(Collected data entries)
* * * * * * * * *

PR #840, opened 2019-06-13
Update hkust recipe with transformer

sw005320:
- almost comparable to Kaldi (Kaldi 23.7 vs. ESPnet transformer 23.5)
- [x] update symlink
- [x] will redo recognition experiments around 20 epochs
- [x] update main README.md


sw005320:
This recipe seems to be over-trained after 20 epochs. We may need some tuning.

PR #854, opened 2019-06-15
test: avoid using grep and sed in subprocess and use python stdlib instead

r9y9:
This makes the code more readable and platform independent. With this change, I can run all unit tests successfully on osx.


sw005320:
Thanks!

* * * * * * * * *

## AIM OF THE TASK
Word for word, transcribe each record.

## RESULT OF THIS EXERCISE
PR #840, opened 2019-06-13
Update hkust recipe with transformer

sw005320:
- almost comparable to Kaldi (Kaldi 23.7 vs. ESPnet transformer 23.5)
- [x] update symlink
- [x] will redo recognition experiments around 20 epochs
- [x] update main README.md


sw005320:
This recipe seems to be over-trained after 20 epochs. We may need some tuning.

PR #854, opened 2019-06-15
test: avoid using grep and sed in subprocess and use python stdlib instead

r9y9:
This makes the code more readable and platform independent. With this change, I can run all unit tests successfully on osx.


sw005320:
Thanks!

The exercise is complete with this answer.